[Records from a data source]
PR #283, opened 2022-07-11
Implement peer score

altonen:


p2p/src/net/libp2p/connectivity/tests.rs
```diff
@@ -430,3 +430,26 @@ async fn close_connection() {
...
 }
+
+#[tokio::test]
+async fn banned_peer() {
+    let mut connmgr = ConnectionManager::new();
+
+    // known connection
+    let peer_id = PeerId::random();
+
+    connmgr.connections.insert(
```
TheQuantumPhysicist, line 441: What makes this peer banned in this test? Where is this set?

p2p/src/net/libp2p/backend.rs
```diff
@@ -73,6 +73,9 @@ impl Backend {
                     SwarmEvent::NewListenAddr { address, .. } => {
                         log::trace!("new listen address {:?}", address);
                     }
+                    SwarmEvent::BannedPeer { peer_id, .. } => {
```
TheQuantumPhysicist, line 76: Please avoid using `..`. This is for the same reason why we don't use catch-all `_` in match. You *want* the compiler to complain at every point these structs/arms are used if you change something about them. This will basically silence the compiler.

TheQuantumPhysicist (commented):
Please change behaviour to behavior. We have to stick to one kind of English in the source code, which was earlier decided to be American English.

p2p/src/net/libp2p/mod.rs
```diff
@@ -368,6 +368,19 @@ where
         &self.peer_id
     }
 
+    async fn ban_peer(&mut self, peer_id: T::PeerId) -> crate::Result<()> {
+        log::debug!("ban peer {}", peer_id);
```
TheQuantumPhysicist, line 372: Perhaps it's helpful to print more information. At least the ip address and the reason for banning. The peer_id is meaningless without context.

altonen:
> Please change behaviour to behavior. We have to stick to one kind of English in the source code, which was earlier decided to be American English.

We've already talked about this in a daily. Libp2p uses the word behaviour so back then it was decided that we use behaviour in p2p even though it's British

p2p/src/net/types.rs
```diff
@@ -142,13 +142,13 @@ pub enum ConnectivityEvent<T: NetworkingService> {
         error: error::P2pError,
     },
 
-    /// Peer misbehaved
-    Misbehaved {
+    /// Protocol violation
+    ProtocolViolation {
```
TheQuantumPhysicist, line 146: Is there a reason for renaming Misbehaved to ProtocolViolation? I'm not a big fan of this change given that it's well-known what misbehaving means in bitcoin.

p2p/src/swarm/mod.rs
```diff
@@ -253,6 +266,27 @@ where
...
+        log::debug!("adjusting score for peer {}, adjustment {}", peer_id, score);
+
+        let score = if let Some(entry) = self.peers.get_mut(&peer_id) {
+            entry.score = entry.score.saturating_add(score);
+            entry.score
+        } else {
+            score
+        };
+
+        if score >= 100 {
```
TheQuantumPhysicist, line 282: This should come from a configuration parameter, not a constant.

TheQuantumPhysicist (approved):
Besides the few comments, I think this looks good.

stanislav-tkach (approved):

p2p/src/net/libp2p/connectivity/tests.rs
altonen: This is just testing how `ConnectionManager` handles banned peers. It's relevant to it what the peer did to get banned.

p2p/src/net/libp2p/backend.rs
altonen: Fixed, although in this case the front-end code doesn't need extra information in order to ban the peer so I don't really see the harm in ignoring rest of the fields.

p2p/src/swarm/mod.rs
altonen: I'll add a todo

p2p/src/net/libp2p/mod.rs
altonen: I'll log that information in `PeerManager`

PR #286, opened 2022-07-13
swarm: Close connections which are rejected by the `PeerManager`

altonen:


stanislav-tkach (approved):

muursh (approved):

p2p/src/swarm/mod.rs
```diff
@@ -472,10 +472,23 @@ where
...
-                            // TODO: report rejection to networking backend
                             let peer_id = peer_info.peer_id;
-                            let res = self.accept_inbound_connection(addr, peer_info).await;
-                            self.handle_result(Some(peer_id), res).await?;
+
+                            match self.accept_inbound_connection(addr, peer_info).await {
+                                Ok(_) => {},
+                                Err(P2pError::ChannelClosed) => return Err(P2pError::ChannelClosed),
+                                Err(P2pError::PeerError(err)) => {
+                                    log::warn!("peer error for peer {}: {}", peer_id, err);
```
TheQuantumPhysicist, line 481: Again, same issue with logging information. Just the peer_id alone without context is meaningless; at least the address of the peer should appear as well. I think this issue is spread all over p2p.

TheQuantumPhysicist (approved):

p2p/src/swarm/mod.rs
altonen: The `PeerManager`/`PeerDb` implementations are still under work but were not critical in terms of getting the P2P working so printing proper peer information when the connection closes hasn't been implemented yet. I can work on that after this PR and fixing the mDNS issues

PR #288, opened 2022-07-16
Add timelock to output purpose

TheQuantumPhysicist:
For staking (and also vesting) we need to be able to make outputs unspendable for a given period of time. This similar to bitcoin timelocks, but it's not implemented at the script level.


common/src/chain/transaction/output/timelock.rs
```diff
@@ -0,0 +1,15 @@
...
+use crate::{chain::block::timestamp::BlockTimestamp, primitives::BlockHeight};
+
+#[derive(Debug, Clone, Ord, PartialOrd, Eq, PartialEq, Encode, Decode)]
+pub enum OutputTimeLock {
+    #[codec(index = 0)]
+    UntilHeight(BlockHeight),
+    #[codec(index = 1)]
+    UntilTime(BlockTimestamp),
+    #[codec(index = 2)]
+    ForBlockCount(#[codec(compact)] u64),
```
iljakuklic, line 12: How about making this the `BlockDistance` type instead of `u64`? Semantically it seems a good match but there might be an issue with negative distances. Maybe `BlockDistance` should be unsigned after all, since it is used in a way where we know which height is supposed to come first.

common/src/chain/transaction/output/timelock.rs
```diff
@@ -0,0 +1,15 @@
+use serialization::{Decode, Encode};
+
+use crate::{chain::block::timestamp::BlockTimestamp, primitives::BlockHeight};
+
+#[derive(Debug, Clone, Ord, PartialOrd, Eq, PartialEq, Encode, Decode)]
+pub enum OutputTimeLock {
```
iljakuklic, line 6: Why is this `OutputTimeLock`? Any other time lock kinds planned? It seems to me that it could be useful in script-enforced input time locks too.

chainstate/src/detail/spend_cache/mod.rs
```diff
@@ -308,7 +311,52 @@ impl<'a, S: BlockchainStorageRead> CachedInputs<'a, S> {
...
+            }
+            common::chain::timelock::OutputTimeLock::ForSeconds(dt) => {
+                spending_time.as_duration_since_epoch()
+                    >= source_block_time.as_duration_since_epoch() + Duration::from_secs(*dt)
+            }
+        };
+
+        if !past_lock {
+            return Err(StateUpdateError::TimelockViolation);
+        }
```
iljakuklic, line 349: This could be
```rust
ensure!(past_lock, StateUpdateError::TimelockViolation);
```

iljakuklic (commented):
Added some comments.

In addition to that, I think it would be nice to see this mechanism used for block reward maturity too. Just let consensus rules enforce that the reward outputs have the appropriate time lock on them. It seems like a nice design to have the same mechanism deal with all these time-locky things. However this would deviate from Bitcoin somewhat so may not be exactly what the devs expect.

common/src/chain/transaction/output/timelock.rs
TheQuantumPhysicist: Funny enough, if you look into the history, you'll see that it was BlockDistance. The issue though is that compact encoding isn't supported for signed types. In the big picture, this isn't a concern now. We can beautify this later since there's a technical issue behind it.

chainstate/src/detail/spend_cache/mod.rs
TheQuantumPhysicist: Will do.

common/src/chain/transaction/output/timelock.rs
TheQuantumPhysicist: I'm personally not familiar with all timelock types, which is why I asked for your review. As far as I know, the problem with script timelocks is that they're bound to the integer time lock in the transaction... that's incompatible with this enum. Honestly I don't know how to reconcile all those. You're more familiar with this. If this is conclusively determined and doesn't conflict with anything, I'll be happy to change it to just Timelock. If my choice is not crazy (in the sense that we can update it in the near future), we can keep it. If there's an obvious mistake/conflict, let me know. I'm not sure after all.

TheQuantumPhysicist:
> Added some comments.
> 
> In addition to that, I think it would be nice to see this mechanism used for block reward maturity too. Just let consensus rules enforce that the reward outputs have the appropriate time lock on them. It seems like a nice design to have the same mechanism deal with all these time-locky things. However this would deviate from Bitcoin somewhat so may not be exactly what the devs expect.

It's part of the plan. All in good time. We'll have to asses all options once PoS works.

common/src/chain/transaction/output/timelock.rs
iljakuklic: The issue with script-based time locks it that the absolute time lock is enforced via transaction-level time lock field and relative time lock is enforced via input-level time lock field (nSequence). If we follow that design, this `OutputTimeLock` type would not work so neatly, so let's leave it as it is at the moment and have a more in-depth discussion at some point.

iljakuklic (approved):

chainstate/src/detail/tests/output_timelock.rs
```diff
@@ -0,0 +1,1226 @@
...
+    TxInput::new(
+        OutPointSourceId::Transaction(block.transactions().get(0).unwrap().get_id()),
+        1,
+        InputWitness::NoSignature(None),
+    )
+}
+
+fn median_block_time(times: &[u64]) -> u64 {
+    // Only the last 11 blocks are used for calculating the median time.
+    *times.iter().take(11).nth(times.len() / 2).unwrap()
```
TheQuantumPhysicist, line 1225: Why not use the median time function that already calculates this?

stanislav-tkach:
I have merged master to this branch. Everything vent smoothly and I only needed to fix tests after that, but please take a look anyway.

chainstate/src/detail/spend_cache/mod.rs
```diff
@@ -363,6 +414,24 @@ impl<'a, S: BlockchainStorageRead> CachedInputs<'a, S> {
...
+                        let block_index = self
+                            .db_tx
+                            .get_block_index(tx_pos.block_id())
+                            .map_err(StateUpdateError::from)?
+                            .ok_or_else(|| {
+                                StateUpdateError::InvariantErrorHeaderCouldNotBeLoaded(
+                                    *tx_pos.block_id(),
+                                )
+                            })?;
+                        self.check_timelock(
```
altonen, line 427: I think the name `verify_signatures()` is a little confusing because I wouldn't start looking for the time lock check from that function.

altonen (approved):

chainstate/src/detail/spend_cache/mod.rs
TheQuantumPhysicist: I've been thinking about that for a while... I came up with the name `verify_authorization`... not sure yet. But I'm not too worried now about that. Renaming stuff is easy.

iljakuklic (approved):
Looks good

p2p/Cargo.toml
```diff
@@ -17,6 +17,7 @@ serde = { version = "1", features = ["derive"] }
 # local dependencies
 common = { path = "../common/" }
 chainstate = { path = "../chainstate/" }
+chainstate-types = { path = "../chainstate-types/" }
```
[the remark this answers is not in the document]
TheQuantumPhysicist: Nope.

Try it: Return, exactly as written, only those lines that run from the one with "TheQuantumPhysicist: I've been" to the last line of the data, both of those lines included.

Task solution:
TheQuantumPhysicist: I've been thinking about that for a while... I came up with the name `verify_authorization`... not sure yet. But I'm not too worried now about that. Renaming stuff is easy.

iljakuklic (approved):
Looks good

p2p/Cargo.toml
```diff
@@ -17,6 +17,7 @@ serde = { version = "1", features = ["derive"] }
 # local dependencies
 common = { path = "../common/" }
 chainstate = { path = "../chainstate/" }
+chainstate-types = { path = "../chainstate-types/" }
```
[the remark this answers is not in the document]
TheQuantumPhysicist: Nope.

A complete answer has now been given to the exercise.